Nothing but the lines from the one containing "Didn't know there" through the one containing "PR #770, opened 2020-06-03", both included, should be given again, each exactly as written below.

═══ RECORDS FOR THIS TASK ═══

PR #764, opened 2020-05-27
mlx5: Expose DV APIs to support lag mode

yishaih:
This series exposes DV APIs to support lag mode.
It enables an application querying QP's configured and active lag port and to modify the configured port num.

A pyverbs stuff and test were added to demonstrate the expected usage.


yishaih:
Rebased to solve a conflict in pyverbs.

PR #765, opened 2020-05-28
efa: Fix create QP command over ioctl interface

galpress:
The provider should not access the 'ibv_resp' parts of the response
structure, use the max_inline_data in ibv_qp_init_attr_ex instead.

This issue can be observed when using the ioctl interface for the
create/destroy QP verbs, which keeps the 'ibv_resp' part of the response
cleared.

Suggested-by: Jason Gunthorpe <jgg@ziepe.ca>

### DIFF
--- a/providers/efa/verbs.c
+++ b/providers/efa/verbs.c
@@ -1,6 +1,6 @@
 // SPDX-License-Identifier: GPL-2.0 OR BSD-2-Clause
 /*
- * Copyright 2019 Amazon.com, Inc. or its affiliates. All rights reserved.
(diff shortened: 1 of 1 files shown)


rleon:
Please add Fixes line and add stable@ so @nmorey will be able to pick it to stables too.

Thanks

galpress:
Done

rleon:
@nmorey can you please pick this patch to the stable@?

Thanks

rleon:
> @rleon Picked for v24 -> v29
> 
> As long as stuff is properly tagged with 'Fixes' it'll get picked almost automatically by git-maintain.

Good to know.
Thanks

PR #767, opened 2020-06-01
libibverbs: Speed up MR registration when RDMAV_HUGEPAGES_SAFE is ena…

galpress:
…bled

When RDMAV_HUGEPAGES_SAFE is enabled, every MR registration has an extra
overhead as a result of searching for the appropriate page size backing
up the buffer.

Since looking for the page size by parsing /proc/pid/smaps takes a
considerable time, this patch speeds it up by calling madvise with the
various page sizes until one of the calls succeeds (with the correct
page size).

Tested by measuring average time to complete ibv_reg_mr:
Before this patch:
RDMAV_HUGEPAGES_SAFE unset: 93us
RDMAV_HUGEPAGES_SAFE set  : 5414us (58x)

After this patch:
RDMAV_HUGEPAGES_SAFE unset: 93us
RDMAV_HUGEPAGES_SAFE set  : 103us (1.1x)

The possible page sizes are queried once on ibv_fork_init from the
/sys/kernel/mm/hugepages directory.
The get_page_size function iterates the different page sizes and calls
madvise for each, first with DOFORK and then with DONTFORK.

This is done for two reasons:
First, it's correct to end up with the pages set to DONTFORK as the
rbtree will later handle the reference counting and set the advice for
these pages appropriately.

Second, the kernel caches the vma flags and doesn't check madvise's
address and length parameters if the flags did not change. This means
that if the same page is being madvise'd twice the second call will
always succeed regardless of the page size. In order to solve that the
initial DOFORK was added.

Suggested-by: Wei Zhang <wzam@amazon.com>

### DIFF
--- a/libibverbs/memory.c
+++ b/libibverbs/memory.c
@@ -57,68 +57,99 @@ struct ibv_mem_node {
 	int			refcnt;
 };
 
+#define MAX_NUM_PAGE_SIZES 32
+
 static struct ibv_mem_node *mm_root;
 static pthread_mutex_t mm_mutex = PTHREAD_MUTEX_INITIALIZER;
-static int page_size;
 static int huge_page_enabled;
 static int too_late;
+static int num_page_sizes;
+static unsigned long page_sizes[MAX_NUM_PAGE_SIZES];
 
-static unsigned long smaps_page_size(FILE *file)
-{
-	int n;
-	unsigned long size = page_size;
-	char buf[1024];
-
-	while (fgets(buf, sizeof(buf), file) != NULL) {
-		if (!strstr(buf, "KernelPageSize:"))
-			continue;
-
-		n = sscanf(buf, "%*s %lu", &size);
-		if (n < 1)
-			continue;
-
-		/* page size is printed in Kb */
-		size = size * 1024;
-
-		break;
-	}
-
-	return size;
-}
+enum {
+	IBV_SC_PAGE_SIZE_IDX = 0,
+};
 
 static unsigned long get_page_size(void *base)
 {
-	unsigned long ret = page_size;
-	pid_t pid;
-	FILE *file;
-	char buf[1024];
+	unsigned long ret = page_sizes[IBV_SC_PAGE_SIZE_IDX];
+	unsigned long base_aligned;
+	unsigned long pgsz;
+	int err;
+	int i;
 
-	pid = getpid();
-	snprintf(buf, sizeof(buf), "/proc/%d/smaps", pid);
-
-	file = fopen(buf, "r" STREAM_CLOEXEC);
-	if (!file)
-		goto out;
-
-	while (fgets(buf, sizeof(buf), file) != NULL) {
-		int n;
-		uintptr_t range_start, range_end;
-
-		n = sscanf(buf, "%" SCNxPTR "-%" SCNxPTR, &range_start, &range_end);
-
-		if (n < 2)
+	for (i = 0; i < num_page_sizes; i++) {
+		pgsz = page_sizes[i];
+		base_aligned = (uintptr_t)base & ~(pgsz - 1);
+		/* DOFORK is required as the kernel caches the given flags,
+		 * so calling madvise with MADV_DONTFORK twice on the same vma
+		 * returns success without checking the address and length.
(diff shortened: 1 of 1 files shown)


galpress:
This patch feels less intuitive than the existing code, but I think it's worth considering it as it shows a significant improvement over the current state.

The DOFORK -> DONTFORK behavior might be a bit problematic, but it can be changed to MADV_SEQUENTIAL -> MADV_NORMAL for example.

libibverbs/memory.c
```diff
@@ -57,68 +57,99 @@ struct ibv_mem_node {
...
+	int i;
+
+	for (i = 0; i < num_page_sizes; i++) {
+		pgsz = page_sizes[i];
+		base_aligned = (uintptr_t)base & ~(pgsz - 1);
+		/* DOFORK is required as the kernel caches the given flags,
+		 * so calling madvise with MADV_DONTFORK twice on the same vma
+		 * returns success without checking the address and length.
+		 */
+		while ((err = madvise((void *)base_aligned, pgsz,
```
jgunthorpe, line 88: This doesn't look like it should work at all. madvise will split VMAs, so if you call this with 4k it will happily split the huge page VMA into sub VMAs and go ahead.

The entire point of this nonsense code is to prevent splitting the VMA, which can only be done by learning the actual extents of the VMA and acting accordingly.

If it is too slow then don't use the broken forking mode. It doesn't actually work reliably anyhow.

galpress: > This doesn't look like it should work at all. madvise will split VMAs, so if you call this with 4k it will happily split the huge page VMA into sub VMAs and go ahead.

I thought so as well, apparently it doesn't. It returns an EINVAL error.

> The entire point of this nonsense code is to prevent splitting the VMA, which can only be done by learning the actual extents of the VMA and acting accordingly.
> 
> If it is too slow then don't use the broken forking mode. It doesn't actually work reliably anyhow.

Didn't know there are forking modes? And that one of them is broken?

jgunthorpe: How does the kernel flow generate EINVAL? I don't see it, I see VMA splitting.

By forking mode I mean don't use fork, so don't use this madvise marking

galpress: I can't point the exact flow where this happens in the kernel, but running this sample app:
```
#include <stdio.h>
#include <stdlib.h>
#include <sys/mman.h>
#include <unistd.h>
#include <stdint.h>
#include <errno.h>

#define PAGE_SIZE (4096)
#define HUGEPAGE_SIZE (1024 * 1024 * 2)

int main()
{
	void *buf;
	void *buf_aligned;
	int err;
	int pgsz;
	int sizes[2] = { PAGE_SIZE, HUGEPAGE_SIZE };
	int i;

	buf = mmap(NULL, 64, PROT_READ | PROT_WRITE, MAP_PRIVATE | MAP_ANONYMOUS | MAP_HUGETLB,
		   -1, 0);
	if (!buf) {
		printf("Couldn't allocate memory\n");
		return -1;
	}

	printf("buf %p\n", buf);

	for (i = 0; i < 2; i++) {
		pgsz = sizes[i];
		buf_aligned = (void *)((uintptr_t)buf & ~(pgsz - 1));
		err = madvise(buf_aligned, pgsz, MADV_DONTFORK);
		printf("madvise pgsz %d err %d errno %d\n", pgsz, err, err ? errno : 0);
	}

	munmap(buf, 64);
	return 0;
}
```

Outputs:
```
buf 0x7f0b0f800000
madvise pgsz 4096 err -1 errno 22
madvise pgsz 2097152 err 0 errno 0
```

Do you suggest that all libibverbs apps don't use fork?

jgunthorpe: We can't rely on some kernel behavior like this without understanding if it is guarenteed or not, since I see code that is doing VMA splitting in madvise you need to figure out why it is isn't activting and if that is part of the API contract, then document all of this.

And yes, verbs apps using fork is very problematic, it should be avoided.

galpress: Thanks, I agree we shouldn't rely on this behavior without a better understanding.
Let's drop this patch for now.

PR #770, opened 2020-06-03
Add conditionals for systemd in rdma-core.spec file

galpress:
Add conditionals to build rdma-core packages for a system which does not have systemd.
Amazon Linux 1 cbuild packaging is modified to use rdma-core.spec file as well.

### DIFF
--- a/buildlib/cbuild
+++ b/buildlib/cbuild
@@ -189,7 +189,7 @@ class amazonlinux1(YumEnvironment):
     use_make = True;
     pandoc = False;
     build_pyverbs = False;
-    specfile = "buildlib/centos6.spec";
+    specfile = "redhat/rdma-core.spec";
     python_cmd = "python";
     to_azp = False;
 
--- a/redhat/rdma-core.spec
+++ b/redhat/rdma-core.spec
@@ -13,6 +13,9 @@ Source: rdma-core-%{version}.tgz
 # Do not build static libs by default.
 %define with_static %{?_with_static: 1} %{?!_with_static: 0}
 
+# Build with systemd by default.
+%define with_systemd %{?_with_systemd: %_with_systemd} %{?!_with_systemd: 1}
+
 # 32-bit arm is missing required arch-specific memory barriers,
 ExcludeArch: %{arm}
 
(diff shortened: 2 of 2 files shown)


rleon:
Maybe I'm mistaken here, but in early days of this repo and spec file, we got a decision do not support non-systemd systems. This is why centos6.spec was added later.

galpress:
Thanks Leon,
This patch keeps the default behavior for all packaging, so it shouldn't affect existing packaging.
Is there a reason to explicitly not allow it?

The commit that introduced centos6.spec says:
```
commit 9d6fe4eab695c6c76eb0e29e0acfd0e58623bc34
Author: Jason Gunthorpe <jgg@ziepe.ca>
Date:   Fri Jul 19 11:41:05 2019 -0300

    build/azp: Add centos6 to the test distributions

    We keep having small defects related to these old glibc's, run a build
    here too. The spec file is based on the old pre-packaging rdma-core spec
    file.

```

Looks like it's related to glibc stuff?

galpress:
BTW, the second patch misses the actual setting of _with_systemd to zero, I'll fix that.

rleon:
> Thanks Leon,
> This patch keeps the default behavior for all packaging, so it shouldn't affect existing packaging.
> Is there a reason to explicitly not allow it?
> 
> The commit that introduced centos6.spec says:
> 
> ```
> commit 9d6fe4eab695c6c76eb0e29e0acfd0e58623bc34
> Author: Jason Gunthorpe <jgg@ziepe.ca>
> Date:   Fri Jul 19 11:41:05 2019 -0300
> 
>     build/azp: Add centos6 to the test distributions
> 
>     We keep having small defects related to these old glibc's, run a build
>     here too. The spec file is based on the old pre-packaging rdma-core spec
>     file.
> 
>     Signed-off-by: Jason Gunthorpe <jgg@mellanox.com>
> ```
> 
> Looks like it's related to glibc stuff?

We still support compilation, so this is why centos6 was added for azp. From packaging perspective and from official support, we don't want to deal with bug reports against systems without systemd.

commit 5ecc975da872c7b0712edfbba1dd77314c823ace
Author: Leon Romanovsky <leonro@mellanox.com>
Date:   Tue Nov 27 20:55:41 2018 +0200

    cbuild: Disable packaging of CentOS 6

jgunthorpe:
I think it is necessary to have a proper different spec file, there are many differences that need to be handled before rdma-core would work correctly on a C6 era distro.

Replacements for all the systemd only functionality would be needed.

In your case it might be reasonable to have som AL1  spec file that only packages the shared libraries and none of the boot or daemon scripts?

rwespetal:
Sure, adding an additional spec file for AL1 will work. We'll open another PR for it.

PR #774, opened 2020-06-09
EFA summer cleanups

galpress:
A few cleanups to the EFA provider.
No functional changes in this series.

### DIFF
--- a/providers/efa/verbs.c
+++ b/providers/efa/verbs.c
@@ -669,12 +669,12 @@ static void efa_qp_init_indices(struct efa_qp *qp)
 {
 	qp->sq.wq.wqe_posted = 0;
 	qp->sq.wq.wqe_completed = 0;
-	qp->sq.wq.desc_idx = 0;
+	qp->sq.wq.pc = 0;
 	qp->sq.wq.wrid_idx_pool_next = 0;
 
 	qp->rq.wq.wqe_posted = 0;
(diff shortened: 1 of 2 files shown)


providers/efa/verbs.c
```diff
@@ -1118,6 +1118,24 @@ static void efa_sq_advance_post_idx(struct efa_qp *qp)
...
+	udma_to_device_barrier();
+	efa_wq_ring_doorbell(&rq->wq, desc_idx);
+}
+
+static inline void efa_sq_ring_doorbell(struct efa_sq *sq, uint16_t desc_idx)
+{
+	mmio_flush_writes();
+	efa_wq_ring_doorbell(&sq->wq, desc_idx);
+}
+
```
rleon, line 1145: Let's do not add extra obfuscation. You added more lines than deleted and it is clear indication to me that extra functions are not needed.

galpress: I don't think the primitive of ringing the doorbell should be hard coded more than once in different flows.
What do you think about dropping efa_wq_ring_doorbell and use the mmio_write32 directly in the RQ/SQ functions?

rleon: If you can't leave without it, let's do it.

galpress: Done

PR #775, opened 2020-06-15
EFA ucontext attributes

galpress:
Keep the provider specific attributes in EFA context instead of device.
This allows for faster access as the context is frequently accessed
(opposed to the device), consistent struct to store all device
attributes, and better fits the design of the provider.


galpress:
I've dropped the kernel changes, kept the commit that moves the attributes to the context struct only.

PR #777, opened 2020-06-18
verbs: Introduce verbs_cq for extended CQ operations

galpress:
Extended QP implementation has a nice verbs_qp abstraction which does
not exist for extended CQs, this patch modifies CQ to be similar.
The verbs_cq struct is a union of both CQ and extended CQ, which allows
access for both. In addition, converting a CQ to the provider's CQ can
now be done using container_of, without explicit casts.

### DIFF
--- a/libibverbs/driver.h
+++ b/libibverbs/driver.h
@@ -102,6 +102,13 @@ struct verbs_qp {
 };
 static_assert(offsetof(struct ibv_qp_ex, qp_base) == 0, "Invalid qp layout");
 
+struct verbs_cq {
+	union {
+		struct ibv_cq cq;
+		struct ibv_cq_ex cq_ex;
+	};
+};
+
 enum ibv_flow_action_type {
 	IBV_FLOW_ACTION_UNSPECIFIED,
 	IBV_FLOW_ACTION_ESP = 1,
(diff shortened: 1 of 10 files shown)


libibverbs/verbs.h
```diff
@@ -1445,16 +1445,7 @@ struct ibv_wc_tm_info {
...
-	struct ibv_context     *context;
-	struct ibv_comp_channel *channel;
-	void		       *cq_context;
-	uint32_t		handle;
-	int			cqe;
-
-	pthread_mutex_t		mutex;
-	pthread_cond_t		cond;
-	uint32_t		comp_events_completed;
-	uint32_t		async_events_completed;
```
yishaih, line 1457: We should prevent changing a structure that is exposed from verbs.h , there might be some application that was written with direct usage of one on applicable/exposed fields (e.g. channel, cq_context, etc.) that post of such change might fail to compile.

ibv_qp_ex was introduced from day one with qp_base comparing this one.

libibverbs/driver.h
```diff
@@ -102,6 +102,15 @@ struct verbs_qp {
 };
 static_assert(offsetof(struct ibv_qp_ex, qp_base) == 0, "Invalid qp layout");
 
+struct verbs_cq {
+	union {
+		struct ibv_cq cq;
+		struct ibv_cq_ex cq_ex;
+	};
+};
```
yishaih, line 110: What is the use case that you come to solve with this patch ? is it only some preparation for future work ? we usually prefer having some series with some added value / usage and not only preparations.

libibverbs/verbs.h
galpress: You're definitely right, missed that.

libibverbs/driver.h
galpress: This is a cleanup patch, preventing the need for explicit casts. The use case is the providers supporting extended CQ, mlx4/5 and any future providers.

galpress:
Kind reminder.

═══

SOLUTION FOR THIS TASK:
Didn't know there are forking modes? And that one of them is broken?

jgunthorpe: How does the kernel flow generate EINVAL? I don't see it, I see VMA splitting.

By forking mode I mean don't use fork, so don't use this madvise marking

galpress: I can't point the exact flow where this happens in the kernel, but running this sample app:
```
#include <stdio.h>
#include <stdlib.h>
#include <sys/mman.h>
#include <unistd.h>
#include <stdint.h>
#include <errno.h>

#define PAGE_SIZE (4096)
#define HUGEPAGE_SIZE (1024 * 1024 * 2)

int main()
{
	void *buf;
	void *buf_aligned;
	int err;
	int pgsz;
	int sizes[2] = { PAGE_SIZE, HUGEPAGE_SIZE };
	int i;

	buf = mmap(NULL, 64, PROT_READ | PROT_WRITE, MAP_PRIVATE | MAP_ANONYMOUS | MAP_HUGETLB,
		   -1, 0);
	if (!buf) {
		printf("Couldn't allocate memory\n");
		return -1;
	}

	printf("buf %p\n", buf);

	for (i = 0; i < 2; i++) {
		pgsz = sizes[i];
		buf_aligned = (void *)((uintptr_t)buf & ~(pgsz - 1));
		err = madvise(buf_aligned, pgsz, MADV_DONTFORK);
		printf("madvise pgsz %d err %d errno %d\n", pgsz, err, err ? errno : 0);
	}

	munmap(buf, 64);
	return 0;
}
```

Outputs:
```
buf 0x7f0b0f800000
madvise pgsz 4096 err -1 errno 22
madvise pgsz 2097152 err 0 errno 0
```

Do you suggest that all libibverbs apps don't use fork?

jgunthorpe: We can't rely on some kernel behavior like this without understanding if it is guarenteed or not, since I see code that is doing VMA splitting in madvise you need to figure out why it is isn't activting and if that is part of the API contract, then document all of this.

And yes, verbs apps using fork is very problematic, it should be avoided.

galpress: Thanks, I agree we shouldn't rely on this behavior without a better understanding.
Let's drop this patch for now.

PR #770, opened 2020-06-03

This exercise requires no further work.